My sister sent me an email in which she told me bad things were going to happen to me if I didn’t do what she wanted me to do which according to her is the right thing to do. We’re not a religious family. I guess you don’t have to be religious to suppose that your morality is better than another’s.

How my sister is acting reminds me of how my mother was with me when I was growing up. She’d cast you out if you didn’t maintain the same perspective as her. I know that now that I’m a grown up I shouldn’t be so worried about being cast out. My therapist told me so. But it’s still a really bad feeling when your sister tells you your thoughts and feelings are going to lead to you losing your husband and children too.

I feel helpless.

It’s like chain letters. I actually emailed back a supposed friend of mine who forwarded me one of those emails that say if you don’t forward the one that was sent to you to other unsuspecting victims, you will pay. Like a plane that had the loved ones of someone who didn't pass the chain letter on, crashed. Someone else who did the wrong thing got a bad disease and is seriously repentant. I said please don’t send me shit like this. I didn’t actually say shit. I’m just showing off to you my audience the possibility of how tough as nails I could theoretically be.

In the first place my sister lied to me to trick me into doing the thing she wanted me to do. But, if you look at it from her perspective since I am such a moral imbecile she had to. The only thing she did wrong, maybe, was not lie better. If you look at it from her perspective, knowing how wrongheaded she knows I am, she was only doing me a favour to help to get me to do the right thing.

From her perspective she has nothing to answer to if I say to her, you lied to me. It’s still all my fault for being the way I am.

I hate thinking about my sister’s perspective. It makes me feel sick.

Saturday, April 19, 2008

Spring Saturday Morning

Jacob is making pancakes. Larry is down in his studio making art. Jacob wants to know how much milk, how much baking powder, how many blueberries. He argues for one banana not two because he doesn’t like mashing the bananas. Different arguments. One is time based. He and Larry are going out in two hours to the park to play hockey. He doesn’t have time to mash another banana. Not a very compelling argument.

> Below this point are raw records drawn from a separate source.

PR #106, opened 2016-10-27
[#425] Return all sources for a trial

nightsh:
Warning: this introduces a breaking change on the returned sources list for a trial, which is now an array on unique elements as opposed to a hash keyed by `source_id`.

The `sources` virtual now also collects sources from `documents` and adds them to the list.

Swagger definitions and tests modified accordingly.

**Note:** I'm quite happy for moving towards lists of things that are actually sets/arrays, which is likely more predictable from an user's PoV. I wouldn't really expect `trial.sources` to give me back an object :)

**Note 2:** Special attention to be paid by reviewer to the other potentially overlooked usages of `sources` ex-object, now array, throughout the code. If something is missing, it won't be observable from the PR diff alone.

### DIFF
--- a/api/controllers/documents.js
+++ b/api/controllers/documents.js
@@ -33,9 +33,9 @@ function listDocuments(req, res) {
       withRelated: Document.relatedModels,
     })
     .then((documents) => {
-      let response = {
+      const response = {
         total_count: documents.pagination.rowCount,
-        items: documents.models,
+        items: documents.models.map((m) => m.toJSONSummary()),
       }
       res.json(response);
     })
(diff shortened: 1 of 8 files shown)


vitorbaptista:
@nightsh Although I agree that `trial.sources` feel like it should be an array, it ends up complicating the client code, as we need to get the source by ID in a few places (not only the `records`, but also the `identifiers`, missed in your https://github.com/opentrials/opentrials/pull/528 PR).

We shouldn't design the API only to make it easier only for the Explorer, as we don't plan on being its sole users. However, I do think that knowing the details of a trial's source is a pattern common enough for us to optimize for it (i.e. keep `trial.sources` as an object keyed by `id`).

PR #107, opened 2016-10-27
[#499] Remove extra fields from DocumentSummary and allow null source_id

vitorbaptista:
We have some documents without `source_id` that came from data contributions.
We'll change them to include the original sources, but while we don't do that,
we need to allow nullable fields.

opentrials/opentrials#499

Related to opentrials/opentrials#530


vitorbaptista:
@georgiana-b I'm merging this because it's broken on production. Please do review it regardless.

PR #111, opened 2016-11-01
[#542] Remove the schemes accepted in the Swagger definition

vitorbaptista:
The current problem is that the swagger clients are trying to load the API
using HTTP, instead of HTTPS. If that's on client-side, as it is on the swagger
docs page, the browser blocks those requests because they're "insecure" (mixed
content).

We could change the scheme to be HTTPS-only, but then it'll break local
development, as we don't use HTTPS while developing it on our local machines.

By removing the schemes, Swagger will use the same scheme as the one used to
load the Swagger definition. In other words, if you load the `swagger.yaml` via
HTTPS (like in production), it'll use HTTPS; if you load it via HTTP (like in
development), it'll use HTTP.

Fixes opentrials/opentrials#542

### DIFF
--- a/api/swagger/swagger.yaml
+++ b/api/swagger/swagger.yaml
@@ -3,9 +3,6 @@ info:
   version: "0.0.1"
   title: OpenTrials API
 basePath: /v1
-schemes:
-  - http
-  - https
 consumes:
   - application/json
 produces:
--- a/app.json
+++ b/app.json
@@ -16,7 +16,7 @@
       "options": {
         "version": "9.4"
       }
-    }
+    },
     {
       "plan": "bonsai:sandbox",
       "options": {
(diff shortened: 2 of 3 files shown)


pwalsh:
can't we set scheme to be an env var, and also enforce https in production? For similar reasons I did something like that [here](https://github.com/okfn/opendatacensus/blob/master/census/config/index.js#L37)

vitorbaptista:
@pwalsh We could, but for that we'd need to create a build process for the `swagger.yaml` file, as it's currently written manually and exposed as is.

The worst-case scenario with this PR is if a user loads the swagger definition via HTTP. CloudFlare will automatically redirect that to HTTPS, but I'm not sure if the swagger client is smart enough to get the scheme from the redirected URL, and not the one it received. I'll test that when this is merged (i.e. soon).

PR #112, opened 2016-11-01
[#543] Fix bug with `trial.sources` when its documents have no source

vitorbaptista:
`document.source_id` is nullable for now. It'll change in the future (see
opentrials/opentrials#530), but for now we need to solve this bug.

Fixes opentrials/opentrials#543


vitorbaptista:
@nightsh Merging this because it's a quite bad issue in production, but please do review it.

nightsh:
Oh, good catch! Kudos 👍

PR #114, opened 2016-11-02
[#544] Add Risk of Bias sources to trial

nightsh:
Fixes opentrials/opentrials#544

Fix for getting the Risk of Bias sources into the `trial.sources` virtual.

### DIFF
--- a/api/models/trial.js
+++ b/api/models/trial.js
@@ -31,6 +31,7 @@ const relatedModels = [
   'documents.fda_approval',
   'documents.fda_approval.fda_application',
   'risks_of_bias',
+  'risks_of_bias.source',
   'risks_of_bias.risk_of_bias_criteria',
 ];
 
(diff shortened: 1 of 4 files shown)


api/models/trial.js
```diff
@@ -133,14 +133,25 @@ const Trial = BaseModel.extend({
...
                                  .map((record) => record.source);
+      const robSources = this.related('risks_of_bias')
+                             .toJSON()
+                             .map((rob) => {
+                               return {
+                                 id: rob.source_id,
+                                 name: "Cochrane Schizophrenia group",
+                                 source_url: rob.source_url,
+                               };
+                             });
```
vitorbaptista: We do have the source in our database, see https://github.com/opentrials/processors/blob/master/processors/cochrane_reviews/extractors.py#L45-L51. So this is the same as the other entities (`record`, `documents`, etc.).

While you're there, as you changed the `documentsSources` anyway, please change to use `doc` instead of `document`, as `document` is a reserved keyword in JavaScript.

nightsh: Ah, you're right! I completely overlooked that. Need more ☕️

nightsh: @vitorbaptista check it out now

vitorbaptista:
@nightsh Could you rebase with master and fix the merge conflicts? Other than that, this is good to go, right?

nightsh:
@vitorbaptista I'm afraid you have to press some buttons on your side, since you requested changes :)

vitorbaptista:
@nightsh Just missing some tests and good to go. There're tests for the other entities, so this should be simply a matter of copy/pasting.

PR #115, opened 2016-11-03
Add /v1/search/fda_documents endpoint

vitorbaptista:
See the commit messages for more background on what was done and why. This fixes opentrials/opentrials#500.

### DIFF
--- a/api/controllers/search.js
+++ b/api/controllers/search.js
@@ -40,6 +40,102 @@ function searchTrials(req, res) {
     });
 }
 
+function _convertFDADocumentsElasticSearchResult(esResult) {
+  return {
+    total_count: esResult.hits.total,
+    items: esResult.hits.hits.map((hit) => {
+      const doc = hit._source;
+
+      if (hit.inner_hits.page !== undefined) {
+        const pages = hit.inner_hits.page.hits.hits;
+        doc.file.pages = pages.map((page) => ({
+          text: page._source.text,
+          num: page._source.num,
+        }));
+      }
+
+      return doc;
+    }),
+  };
+}
+
+function searchFDADocuments(req, res) {
+  const params = req.swagger.params;
+  const page = params.page.value;
+  const perPage = params.per_page.value;
+  const queryString = params.q.value;
+
+  let documentQuery;
+  let pageQuery;
+  if (queryString === undefined) {
+    documentQuery = {
+      match_all: {},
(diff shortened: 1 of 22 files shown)


api/controllers/search.js
```diff
@@ -40,6 +40,102 @@ function searchTrials(req, res) {
...
+      match_all: {},
+    };
+    pageQuery = {
+      match_all: {},
+    };
+  } else {
+    const queryStringQuery = {
+      query: queryString,
+      default_operator: 'AND',
+    }
```
nightsh: Missing semicolon here, we need to fix that linter :)

api/models/fda_application.js
```diff
@@ -30,6 +30,9 @@ const FDAApplication = BaseModel.extend({
     url: function () {
       return helpers.urlFor(this);
     },
+    type: function () {
+      return this.id.match(/[A-Z]+/gi)[0];
```
nightsh: I'm not sure I understand this. Is it safe?

migrations/20161026164912_alter_files_text_to_array_and_rename_to_pages.js
```diff
@@ -0,0 +1,27 @@
...
+exports.up = (knex) => (
+  knex.schema
+    .raw(`
+      ALTER TABLE files
+        RENAME COLUMN text TO pages
+    `)
+    .raw(`
+      ALTER TABLE files
+        ALTER COLUMN pages TYPE text[]
+        USING array[pages]::text[]
```
nightsh: Interesting, I didn't know we could do this with postgres!

api/controllers/search.js
vitorbaptista: Definitely!

api/models/fda_application.js
vitorbaptista: The IDs use the format `XXX000000` (e.g. `NDA00000`, `ANDA00000`), so this will return the first group of non-numeric values there.

You're right to be concerned, though. I added a new check in case the id doesn't start with letters, just to be safer :+1:

migrations/20161026164912_alter_files_text_to_array_and_rename_to_pages.js
vitorbaptista: Me neither :smile:

PR #116, opened 2016-11-08
Allow running individual indexers

vitorbaptista:
You can run, for example, `npm run reindex trials fdaDocuments` to reindex only
these two indexes. Now that we're indexing FDA Documents as well, the indexing
process can take a long time, so it's useful to be able to only index the few
that changed.


georgiana-b:
I reviewed the code and tried it locally. All good :+1:

PR #191, opened 2024-02-21
Document the process of replacing an expired signing key

nathandyer:
This PR adds the necessary steps to the update troubleshooting guide to let folks diagnose and correct an expired Release Signing Key.

It also fixes a random typo that I spotted while making this addition.

## Testing:
- [ ] Visual review
- [ ] CI passes

### DIFF
--- a/docs/admin/troubleshooting_updates.rst
+++ b/docs/admin/troubleshooting_updates.rst
@@ -104,8 +104,61 @@ Note that ``dom0`` and ``apply_dom0`` are separate steps.
    for assistance.
 
 4. Reboot the system. ``dom0`` updates are often
-   security-sensitive, and may requrie a reboot to take
+   security-sensitive, and may require a reboot to take
    effect.
+   
+Expired SecureDrop Signing Key
+^^^^^^^^^^^^^^^^^^^^^^^^^^^^^^
+
+If the update fails after running ``sudo qubes-dom0-update`` as described
+above, and the terminal console displays the following message:
+
+.. code-block:: sh
+   
+   1. Certificiate 188EDD3B7B22E6A3 invalid: certificate is not alive
+       because: The primary key is not live
+       because: Expired on 2023-07-04T10:52:20Z
+   2. Key 188EDD3B7B22E6A3 invalid: key is not alive
+       because: The primary key is not live
+       because: Expired on 2023-07-04T10:52:20Z
+   [...]
+   Error: GPG check FAILED
+
+your system is trying to use an old copy of the SecureDrop Release
+Signing Key. The new, valid key will already be locally available on your
+system, so you can perform the following steps to remove the expired key
+and enable this updated key:
+
+1. Open a terminal in ``dom0`` by clicking the Qubes menu
+   icon in the upper left corner of your screen, and
+   selecting **Terminal Emulator**.
+   
+2. Run the following command:
+
+   .. code-block:: sh
+   
+      sudo rpm -q gpg-pubkey --qf '%{NAME}-%{VERSION}-%{RELEASE}\t%{SUMMARY}\n' | grep SecureDrop
+    
+   The output should look similar to:
+   
+   .. code-block:: sh
+   
+      gpg-pubkey-xxxxx-xxxxx        SecureDrop Release Signing Key <securedrop-release-key-2021@freedom.press  public key
+    
+3. Make note of the KEY ID (in the format ``gpg-pubkey-xxxxx-xxxxx``).
+
+4. Run the following commands:
+
+   .. code-block:: sh
+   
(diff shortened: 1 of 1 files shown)


docs/admin/troubleshooting_updates.rst
```diff
@@ -104,8 +104,50 @@ Note that ``dom0`` and ``apply_dom0`` are separate steps.
...
 
 4. Reboot the system. ``dom0`` updates are often
-   security-sensitive, and may requrie a reboot to take
+   security-sensitive, and may require a reboot to take
    effect.
+   
+GPG check failures
+^^^^^^^^^^^^^^^^^^
+
+If at any point you see a message that the GPG check failed,
```
zenmonkeykstop, line 113: This is a bit vague, it should include the exact error text encountered with the RPM bug and the scenario in which users are likely. Otherwise it's possible that folks will follow said instructions for any key error, which we don't want, as it may be a legitimate failure (due to breakage or malicious behaviour) which we should find out about.

zenmonkeykstop (changes requested):
More specificity around when you would follow the gpg key refresh step is required IMO. The default behaviour on any key errors should not be to just delete and reinstall, there may be valid cases where more investigation is required.

docs/admin/troubleshooting_updates.rst
```diff
@@ -104,8 +104,50 @@ Note that ``dom0`` and ``apply_dom0`` are separate steps.
...
+and you see an indication that a key has expired, your system
+may be trying to use an old copy of the SecureDrop Release Signing
+Key. 
+
```
rocodes, line 117: +1 Kev's suggestion about being specific. I would also suggest replacing the line that starts with "your system may be....." and just say "If you encounter <specific scenario>, reimport the SecureDrop Release Signing Key, which is locally available on your machine, by following the steps below."  or something. 

reasoning:
- "may be trying to" makes it sound like we don't know the root cause, but we do, or that the behaviour is inconsistent
- mentioning that the good key is available already on their machine in order to clarify that we aren't instructing sometimes users perform some workaround, and that the security of their system is not in doubt.

docs/admin/troubleshooting_updates.rst
```diff
@@ -104,8 +104,50 @@ Note that ``dom0`` and ``apply_dom0`` are separate steps.
...
+To remove the expired key and replace it with the new, valid key, you
+can perform the following steps:
+
```
rocodes, line 120: (see above, and I would remove "replace it with the new valid key" in favour of wording above or similar)

docs/admin/troubleshooting_updates.rst
nathandyer: Thanks @zenmonkeykstop! I just made it a bit more explicit, please let me know if you think there's anything more we can add it improve it.

docs/admin/troubleshooting_updates.rst
nathandyer: That's a great suggestion, I just added a commit to implement your suggestion. Please let me know if you think it's sufficient, or if you'd rather go with your wording verbatim.

docs/admin/troubleshooting_updates.rst
```diff
@@ -107,16 +107,15 @@ Note that ``dom0`` and ``apply_dom0`` are separate steps.
...
-
-If at any point you see a message that the GPG check failed,
-and you see an indication that a key has expired, your system
-may be trying to use an old copy of the SecureDrop Release Signing
-Key. 
-
-To remove the expired key and replace it with the new, valid key, you
-can perform the following steps:
+Expired SecureDrop Signing Key (2021)
+^^^^^^^^^^^^^^^^^^^^^^^^^^^^^^^^^^^^^
```
rocodes, line 111: I hate to do this to you, but I don't think (2021) should be in the title. The new master key fingerprint was generated in 2021, but the specific pubkey was valid 2022-july to 2023- july. I think "Expired SecureDrop Signing Key" is fine.

In the next paragraph I'd start with

"If after running `sudo qubes-dom0-update` as described above, the update fails and the terminal console displays the following message:
```
1. Certificiate [sic] 188EDD3B7B22E6A3 invalid: certificate is not alive
    because: The primary key is not live
    because: Expired on 2023-07-04T10:52:20Z
2. Key 188EDD3B7B22E6A3 invalid: key is not alive
    because: The primary key is not live
    because: Expired on 2023-07-04T10:52:20Z
[...]
Error: GPG check FAILED
```
the system is trying to use an old copy.... (etc)

rocodes: and yes there is a typo in the console output ("certificiate") and we should leave the typo in the docs

zenmonkeykstop (approved):

PR #196, opened 2024-03-18
Document VeraCrypt support and drive creation process

legoktm:


docs/admin/provisioning_usb.rst
```diff
@@ -38,5 +39,45 @@ of its airgap:
...
+
+Creating a VeraCrypt-encrypted drive
+------------------------------------
+
+- If it isn't already done, download and install the `VeraCrypt software <https://www.veracrypt.fr/en/Home.html>`_.
+- Start VeraCrypt from your computer's application or software interface.
+- Click **Create Volume**
+- Select **Encrypt a non-system partition/drive** and click **Next**.
+- Select **Standard VeraCrypt volume** and click **Next**
+- Connect your fresh USB stick and click **Select Device...** to choose your USB.
```
legoktm, line 53: Do we need to provide more details on how to select the correct drive? Not sure what the interface looks like on macOS/Windows

docs/admin/provisioning_usb.rst
```diff
@@ -38,5 +39,45 @@ of its airgap:
...
+
+  - You may see a warning that says "We strongly recommend that inexperienced
```
legoktm, line 55: Do we want people to only encrypt partitions? Means we need to guide them into creating a partition first I think

docs/admin/provisioning_usb.rst
```diff
@@ -38,5 +39,45 @@ of its airgap:
...
+  Make sure that you select the correct device!
+
+- You will be prompted to set a password. This password
+  should be strong - a 6-word `Diceware <https://en.wikipedia.org/wiki/Diceware>`_
+  passphrase is highly recommended.
+- You will be asked if you need to store large files, select **No** and click **Next**.
+- Select the following options in the Volume Format dialog:
+
+  - Filesystem: FAT
+  - Quick Format: unselected
```
legoktm, line 70: Should we enable Quick Format?

legoktm (commented):
Some questions as I was writing this. Also since people need to unlock the drive before it can be used, do we need documentation on how to use e.g. GNOME Disks to do that?

docs/admin/provisioning_usb.rst
rocodes: I think/hope we can leave that to people to figure out

docs/admin/provisioning_usb.rst
rocodes: They can encrypted a whole device or a partition, either way

docs/admin/provisioning_usb.rst
rocodes: I haven't tested with it enabled. The only other things I would add here are:
- leave the default PIM settings
- Don't create a hidden VeraCrypt partition

rocodes:
> since people need to unlock the drive before it can be used, do we need documentation on how to use e.g. GNOME Disks to do that?

I guess yeah that's a good idea. Here are some screenshots, I can tack on some copy tomorrow if you like. The gist is:

- Open `nautilus` in `sd-devices` (Insert USB, and wait for `sd-devices` VM to start. Then from Q application menu -> sd-devices -> "Files")
- There should be an entry called "N GB Possibly Encrypted"
- Double-click on it, and then input passphrase and/or other settings as needed

Here are some screenshots. I also have not tested the "Windows system" checkbox :upside_down_face: 

veracrypt

veracrypt_unlock

docs/admin/provisioning_usb.rst
rocodes: No, they should leave it unselected

docs/admin/provisioning_usb.rst
legoktm: Oh good point, I've added something like "We disagree with this recommendation..." just to make it clearer it can be ignored.

docs/journalist/submissions.rst
```diff
@@ -56,26 +56,33 @@ administrator. The printer must be plugged into the computer's USB port.
...
+   1. Open the file menu by clicking on the **Q** application menu (in the top left),
+      select **sd-devices** and click **Files**.
+   2. In the left sidebar, there should be an entry labeled **# GB Possibly Encrypted**,
+      click it.
+      |screenshot_veracrypt_sd_devices_files|
+   3. You will be prompted for the password configured for this USB drive:
+      - Volume type: leave both unchecked
+      - PIM: leave empty
+      - Password: drive's password
+      - Forget password immediately: selected
```
rocodes, line 73: this is a nit, but: rst jumbles up this formatting a bit.  Also, the PIM and Hidden Volume, it depends how they set it up. If they changed the PIM when configuring the drive, they need to put in their custom number here.  And in theory if they unlock the hidden volume here we can probably export to it. So I wasn't sure whether to put our suggestions or just put "Settings consistent with original configuration" or something

Screenshot 2024-03-19 at 13-30-08 Working with submissions — SecureDrop Workstation 0 0 1 documentation

legoktm: > this is a nit, but: rst jumbles up this formatting a bit.

oops, I was so focused on the images I missed this. fixed.

>  Also, the PIM and Hidden Volume, it depends how they set it up. If they changed the PIM when configuring the drive, they need to put in their custom number here

I was thinking that this should match the drive creation steps (which now I realize should be more specific about leaving PIM, etc. blank). We could also have it be like `PIM: leave empty (unless you set one during creation)`?

legoktm: Alternatively:
```patch
diff --git a/docs/journalist/submissions.rst b/docs/journalist/submissions.rst
index ec93355..b9ca79e 100644
--- a/docs/journalist/submissions.rst
+++ b/docs/journalist/submissions.rst
@@ -66,15 +66,11 @@ Currently, a LUKS- or VeraCrypt-encrypted USB drive is required for exporting su
    2. In the left sidebar, there should be an entry labeled **# GB Possibly Encrypted**,
       click it.
       |screenshot_veracrypt_sd_devices_files|
-   3. You will be prompted for the password configured for this USB drive:
-
-      - Volume type: leave both unchecked
-      - PIM: leave empty
-      - Password: drive's password
-      - Forget password immediately: selected
-
+   3. You will be prompted for the password configured for this USB drive. In most cases
+      you will just need to enter the drive's password and leave all the other fields blank
+      unless you picked different settings during provisioning. Make sure you select
+      **Forget password immediately** and then click **Connect**.
       |screenshot_veracrypt_sd_devices_files_unlock|
-   4. Click **Connect**.
 
 3. Back in your source's conversation, click **Export**.
    |screenshot_export_dialog|
```

legoktm: And maybe have the `select **Forget password immediately** and then click **Connect**` be step 4 so it doesn't get overlooked.

rocodes: (per call, resolving - lgtm and I agree it's simpler to leave as is in case one person provisions, one person uses the drive)

rocodes (approved):
- [x] visual review
- [x] `make docs`,  `make docs-lint`, `make docs-linkcheck`
- [x] provisioning steps are correct 

thanks @legoktm  :)

PR #217, opened 2024-06-17
Break up the install guide into a dedicated section

### LINKED ISSUE #212: Break up the "Installing and Configuring SecureDrop Workstation" article
We currently have a single document which outlines the entire installation process, start to finish. It includes subsections for pre-install tasks (like installing Qubes), configuring Qubes, installing SecureDrop Workstation, and even has a section on troubleshooting. This makes for a very, very long document that is easy to get lost in during the install process.

Much like the Server installation guide, we should break this up into multiple articles, with a "Next" button at the end of each significant section to help walk an admin through the installation process.

nathandyer:
## Description

This PR is a slight reorganization of the Admin Guide into two sections, similar to how SecureDrop (server) docs are done. With these changes, there is now one section dedicated to the installation, and one section to general reference for Admins.

Along with the changes, the individual pages, screenshots, and images are reorganized, and internal references have been updated where necessary.

## Testing
- [ ] Visual
- [ ] CI passes


eloquence:
Took a spin, looks good to me, and I like that it now more closely mirrors the SecureDrop server doc structure. Will let it sit for a bit in case others have thoughts.

eloquence (approved):
LGTM! Per chat with Kev, landing this now so the structure is in place; we can always follow up as needed.

Issue #221, opened 2024-06-28
Update docs for Qubes 4.2


eloquence:
First round of issues I've noticed:
- [x] download URLs need to be updated to point to 4.2
- [ ] menu references need to be updated per the new menu GUI
- [x] explanations for Qubes OS updater need to be .. updated  per the new GUI

PR #222, opened 2024-06-28
Qubes 4.2 download, menu and updater changes

eloquence:
- Point to Qubes 4.2.1 ISO
- Update menu refrences consistent with the new Q menu
- Describe updater consistent with its new GUI

The new Q menu is fairly complex, and describing it in text alone is tricky. To recap:
- There's a vertical section with icons for search, domains, favorites, and system
- For domains, there's a horizontal sub-section "APPS |  TEMPLATES | SERVICE". 
- The menu always opens in the domains section
- The selection of "APPS", "TEMPLATES" or "SERVICE" is persistent when you open and close the menu

I've therefore adopted the following conventions:
- When the user needs to switch to the system section, indicate this with ⚙️
- When the user needs to operate on domains, always indicate whether they need to be in the APPS, TEMPLATES or SERVICE sub-section, because the menu may be on a different sub-section when they open it
- I'm not indicating explicitly when the user needs to be in the "Domains" section, since the menu always opens on that section

Refs #221

### DIFF
--- a/docs/admin/install/install.rst
+++ b/docs/admin/install/install.rst
@@ -9,7 +9,7 @@ In order to decrypt submissions, your SecureDrop Workstation will need a copy of
 
 - First, use the network manager widget in the upper right panel to disable your network connection. These instructions refer to the ``vault`` VM, which has no network access by default, but if the SVS USB is attached to another VM by mistake, this will offer some protection against exfiltration.
 
-- Next, choose **Q > Domain: vault > vault: Files** to open the file manager in the ``vault`` VM.
+- Next, choose **Q > APPS > vault > Thunar File Manager** to open the file manager in the ``vault`` VM.
 
 - Connect the SVS USB to a USB port on the Qubes computer, then use the devices widget in the upper right panel to attach it to the ``vault`` VM. There will be three entries for the USB in the section titled **Data (Block) Devices**. Choose the *unlabeled* entry (*not* the one labeled "TAILS") annotated with a ``sys-usb`` text that ends with a number, like ``sys-usb:sdb2``. That is the persistent volume.
 
@@ -19,7 +19,7 @@ In order to decrypt submissions, your SecureDrop Workstation will need a copy of
 
   |Unlock TailsData|
 
-- Open a ``dom0`` terminal via **Q > Terminal Emulator**, and run the following command to list the SVS submission key details, including its fingerprint:
+- Open a ``dom0`` terminal via **Q > ⚙️ > Other > Xfce Terminal**, and run the following command to list the SVS submission key details, including its fingerprint:
 
   .. code-block:: sh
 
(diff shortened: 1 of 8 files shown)


eloquence:
The build error is due LaTeX stumbling over the ⚙️ character. If we want to keep it, that's probably fixable (change the branch in `deploy/Dockerfile` and debug builds with ``podman build -t sdwdocs -f deploy/Dockerfile .``); otherwise I'd suggest changing that to "Gear symbol".

legoktm:
> The build error is due LaTeX stumbling over the ⚙️ character. If we want to keep it, that's probably fixable (change the branch in `deploy/Dockerfile` and debug builds with `podman build -t sdwdocs -f deploy/Dockerfile .`); otherwise I'd suggest changing that to "Gear symbol".

Via https://github.com/sphinx-doc/sphinx/issues/10469 I found https://www.sphinx-doc.org/en/master/usage/configuration.html#confval-latex_engine - I can experiment with that a bit before giving up on unicode.

legoktm:
Unfortunately switching to `xelatex` is only half of the solution, then we need to find a font that supports the gear icon (`⚙ (U+2699)`) in bold. Neither Noto nor DejaVu Serif have it. For some reason trying to set `\setmainfont{Noto Color Emoji}` doesn't work. Using `Symbola` does though, but I'm not super impressed with the rest of that font's quality.

```diff
diff --git a/deploy/Dockerfile b/deploy/Dockerfile
index e434507..f27947f 100644
--- a/deploy/Dockerfile
+++ b/deploy/Dockerfile
@@ -1,7 +1,8 @@
 FROM debian:bookworm AS sphinx
 
 ARG GIT_BRANCH=main
-RUN apt-get -q update && apt-get -qy upgrade && apt-get -qy install git make latexmk texlive-latex-extra python3-poetry
+RUN apt-get -q update && apt-get -qy upgrade && apt-get -qy install git make latexmk texlive-xetex texlive-latex-extra python3-poetry \
+    fonts-freefont-otf font-symbola texlive-fonts-extra-links
 COPY ./ .
 RUN poetry install
 RUN deploy/build $GIT_BRANCH
diff --git a/docs/conf.py b/docs/conf.py
index 4a59811..a105b6e 100644
--- a/docs/conf.py
+++ b/docs/conf.py
@@ -160,7 +160,13 @@ htmlhelp_basename = 'SecureDropWorkstationdoc'
 
 # -- Options for LaTeX output ---------------------------------------------
 
+latex_engine = 'xelatex'
 latex_elements = {
+    'fontpkg': r'''
+\setmainfont{DejaVu Serif}
+\setsansfont{DejaVu Sans}
+\setmonofont{DejaVu Sans Mono}
+''',
     # The paper size ('letterpaper' or 'a4paper').
     #
     # 'papersize': 'letterpaper',
@@ -177,7 +183,6 @@ latex_elements = {
     # seem to make this magically work, so define individual characters.
     'preamble': r'''
     \usepackage{amssymb}
-    \DeclareUnicodeCharacter{25B8}{$\blacktriangleright$}
     '''
 
     # Latex figure (float) alignment
```

I'm out of timebox so I'm going to say that we won't be able to use a gear emoji for the 1.0.0 release. We should aim to switch to xelatex or another Unicode supporting rendering engine though.

legoktm:
(I've copied the above thread to https://github.com/freedomofpress/securedrop-docs/issues/576 so we don't forget about this)

eloquence:
Most of this was incorporated into #228 (thanks :); I spotted a couple of menu references that still need to be updated, will open a smaller PR for those.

Larry went to bed alone last night. Left the bed alone this morning. Said nothing. During the night sometimes moved away at my light touch. Sometimes didn’t. It’s our first beautiful spring morning. We have one nice view from our house. It’s from lying in bed, gaze shooting part up, part over, looking through the third window pane, the one on the far left. Tree branches. Every other view shows some form of cold suburban innocuousness. I like curling up alone in bed in the mornings under the red down comforter and looking at the wind moving the branches.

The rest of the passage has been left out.